La demandante, Kaley G. M., ahora de 20 años pero menor al inicio del proceso, y su familia han logrado salir triunfantes. El caso de Kaley ha tenido un gran impacto, en parte, por la identificación que muchos padres han hecho con sus propios hijos. Comenzó a navegar por internet a los seis años, viendo videos en YouTube. A los nueve, ya tenía su propio iPhone y usaba Instagram; a los diez, TikTok (entonces llamado Musical.ly); y a los once, Snapchat. Pasaba hasta 16 horas diarias en esas aplicaciones. No podía estar sin su teléfono: si sus padres limitaban su uso, sufría ataques de pánico.

“Creo que la adicción a las redes ha alterado el funcionamiento de su cerebro”, declaró la madre de Kaley durante el juicio. “No tiene memoria a largo plazo. No sabe vivir sin un teléfono. Es capaz de iniciar una pelea solo por tocar su móvil”. El abogado de la familia comparó la adicción con “una descarga química” que afecta al cerebro. Kaley ha lidiado con depresión, ansiedad y problemas de dismorfia corporal. Meta deberá indemnizarla con un 70% y YouTube con un 30%. Meta ha manifestado en un comunicado que respeta el fallo pero no está “de acuerdo con él”, y que están evaluando sus opciones legales.

Este caso es solo uno de los muchos que se juzgarán este año, en California y en el resto de EE.UU. En 2023, hasta 41 estados han presentado demandas contra Meta por “atrapar” a los menores a través de su diseño.
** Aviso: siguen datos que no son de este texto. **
PR #3948, opened 2017-07-28
Remove some junk from widescan

ymkc:
- hide banners
- hide goblin footprints (and fix typos)
- hide option one/two/three in xarcabard


TeoTwawki:
_- rubbastamp -_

Muchos de estos litigios —como el de Nuevo México, iniciado por el fiscal general Raúl Torrez— están en curso, todos coincidiendo en el tiempo. Aunque los resultados varían, por lo general las empresas tecnológicas están siendo consideradas responsables. Mientras que la sentencia de Nuevo México se ha destacado por su cuantiosa multa, la de California tiene más un enfoque ejemplar, buscando visibilizar que estas empresas pueden causar daños personales y establecer precedentes legales.

De hecho, Mark Zuckerberg tuvo que comparecer, siendo esta su primera declaración en un tribunal desde que fundó su compañía. El pasado 18 de febrero, el creador de Facebook enfatizó que los menores de 13 años no deberían acceder a Instagram y les atribuyó cierta responsabilidad: “Creo que hay un número significativo de personas que mienten sobre su edad para usar nuestros servicios”. Afirmó que su intención no era enriquecerse, dado que dona “casi todo a obras benéficas”, y su meta es “donar miles de millones a la investigación científica”. “Cuando mejor le vaya a Meta, más capacidad tendremos para investigar”.

Esta serie de juicios se ha comparado a los enfrentados por los fabricantes de tabaco a finales de los años noventa. En Nuevo México, un juez decidirá en mayo cómo debe actuar Meta a partir de ahora y si deben ofrecer y financiar programas públicos para reparar los daños causados. En California, un jurado de siete mujeres y cinco hombres tendrá que deliberar sobre el siguiente paso: si estas empresas tecnológicas, entre otras, han incurrido en delitos como fraude o malicia. Esto podría obligarlas a asumir daños punitivos y pagar cifras probablemente mucho más altas que los tres millones que deben indemnizar a Kaley G. M.